Here, we’re supposed to warm up to this bunch of broad stereotypes. The equivalent of Helen Hunt’s waitress in “As Good As it Gets” is absent, as there’s no center to the ensemble. Mike Birbiglia is misused in a small role as a heavy, and there’s a genuinely affecting transgender character who should have had a greater focus, instead of being used as a plot device.

The actors are doing what they’re told but on the screenplay level, these characters are insufferable.

The many flashbacks are uninteresting, as everything they reveal are inevitable. Yes, the rule of cinema is to show rather than tell, but this could have excised all of the Young Otto years. A subplot involving a viral event and how it plays into the climactic standoff is pure hokum.

If there’s an irredeemable low point, it must be when Otto punches out as hospital clown. Talk about low hanging fruit.
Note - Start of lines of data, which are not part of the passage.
PR #5117, opened 2026-07-13
Raise when iterating closed responses

### LINKED ISSUE #1780: iterating a closed response improperly produces data
Consider the following script:
```
import urllib3

http = urllib3.PoolManager()
resp.close()
for d in resp:
    print(repr(d))
```
With urllib3 1.25.7, this program prints `b''`. With urllib3 1.24.3, one sees:
```
  File "example.py", line 6, in <module>
    for d in resp:
ValueError: I/O operation on closed file.
```
The latter is in line with what I expect.

Sanjays2402:
Fixes #1780.

Iterating an already-closed `HTTPResponse` now raises the standard `ValueError: I/O operation on closed file.` instead of silently appearing empty. The regression test fails without the source change; `test/test_response.py` and the full suite pass locally (2231 passed, 333 skipped, 45 xfailed).

Prepared with AI assistance.

### DIFF
--- a/changelog/1780.bugfix.rst
+++ b/changelog/1780.bugfix.rst
@@ -1,0 +1,2 @@
+Fixed iteration over a closed ``HTTPResponse`` to raise ``ValueError`` instead
+of silently producing no data.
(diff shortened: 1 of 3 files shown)


sigmavirus24:
The AI didn't assist you very much. The discussion shows that a very different approach is appropriate here

PR #5119, opened 2026-07-15
reject CR/LF and NUL in multipart field headers

nishat-06:
RequestField only escapes the name and filename params through format_multipart_header_param, so the Content-Type/Content-Location values set by make_multipart and any caller-supplied header names/values are written into the multipart/form-data body unchecked. A CR/LF in an attacker-influenced value, such as a forwarded upload Content-Type, then injects extra part headers or whole parts into the request. render_headers now rejects CR, LF, and NUL in the header names and values it emits, matching the escaping already applied to name and filename.

### DIFF
--- a/changelog/5119.bugfix.rst
+++ b/changelog/5119.bugfix.rst
@@ -1,0 +1,1 @@
+Rejected carriage return, line feed, and NUL characters in ``multipart/form-data`` field header names and values so an untrusted value (such as a forwarded upload ``Content-Type``) can no longer inject extra part headers into the request body.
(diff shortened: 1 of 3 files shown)


sethmlarson:
We assume that the `Content-Type` is under control of the program, because most programs will hard-code this value.

nishat-06:
Makes sense. If those values are program-controlled then there's no untrusted input to guard against here, and the same reasoning covers the caller-supplied headers dict. Fair call, I'll leave it.

PR #5120, opened 2026-07-15
docs: correct description of Retry.RETRY_AFTER_STATUS_CODES

### LINKED ISSUE #3546: Misleading description for RETRY_AFTER_STATUS_CODES
In [the docs](https://urllib3.readthedocs.io/en/2.3.0/reference/urllib3.util.html#urllib3.util.Retry.RETRY_AFTER_STATUS_CODES), it says:

> `RETRY_AFTER_STATUS_CODES = frozenset({413, 429, 503})`
> Default status codes to be used for `status_forcelist`

But this doesn't seem correct. `status_forcelist` defaults to `None`. Looking at the code, there doesn't seem to be any connection between `RETRY_AFTER_STATUS_CODES` and `status_forcelist`.

pctablet505:
Fixes #3546

The docstring for Retry.RETRY_AFTER_STATUS_CODES incorrectly stated that these codes were defaults for status_forcelist. In practice, they are the status codes that trigger a retry when a Retry-After header is present and respect_retry_after_header is enabled.


sethmlarson (approved):

src/urllib3/util/retry.py
```diff
@@ -198,7 +198,8 @@ class Retry:
         ["HEAD", "GET", "PUT", "DELETE", "OPTIONS", "TRACE"]
     )
 
-    #: Default status codes to be used for ``status_forcelist``
+    #: Default status codes that trigger a retry when a Retry-After header is
+    #: present and :attr:`Retry.respect_retry_after_header` is enabled.
```
illia-v, line 202: `nox -s docs` fails with a warning after this change

```
src/urllib3/util/retry.py:docstring of urllib3.util.Retry.RETRY_AFTER_STATUS_CODES:1: WARNING: py:attr reference target not found: Retry.respect_retry_after_header [ref.attr]
```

A close second is a shameless, unforgivable use of Kate Bush’s “This Woman’s Work,” which deserves its place in “She’s Having a Baby” and “The Handmaid’s Tale” but is out of place and desperate here.

“A Man Called Otto” has multiple endings, with each one making that EXIT door seem further and further away. Hanks clearly had his heart set on this one, as he and his wife, Rita Wilson, not only produced this, but Wilson provides a closing song over the end credits.

The last time Hanks wore his heart on his sleeve so openly, it was when he wrote, starred and directed “Larry Crowne,” another movie I’d never suffer through a second time.

Hanks will overcome this year of creative stumbles – playing Otto, Geppetto and Col. Tom Parker would put most actors in movie jail, but not Hanks! If you’re a lifelong fan like I am, he will inevitably bounce back, like he always does.

For those who think Hanks can do no wrong, and haven’t watched every gooey holiday comedy on the Hallmark Channel, then there’s always “A Man Called Otto.”